A word-for-word copy of the lines from the one holding "Maybe this saves" through the final line of the records below is the only output asked for.

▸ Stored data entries
● ● ● ● ● ● ●

PR #1448, opened 2021-01-12
branch.sh script

mccalluc:
Maybe this saves a little bit of data entry? Or maybe it's gratuitous bash/perl kludging? Is this useful?

One quirk: since it's using `whoami`, the branch names are different, unless your local name matches your github name.


john-conroy:
It does seem gratuitous, merge if you feel it is truly needed, but I don't think it is.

● ● ● ● ● ● ●

▸ Exercise answer
Maybe this saves a little bit of data entry? Or maybe it's gratuitous bash/perl kludging? Is this useful?

One quirk: since it's using `whoami`, the branch names are different, unless your local name matches your github name.


john-conroy:
It does seem gratuitous, merge if you feel it is truly needed, but I don't think it is.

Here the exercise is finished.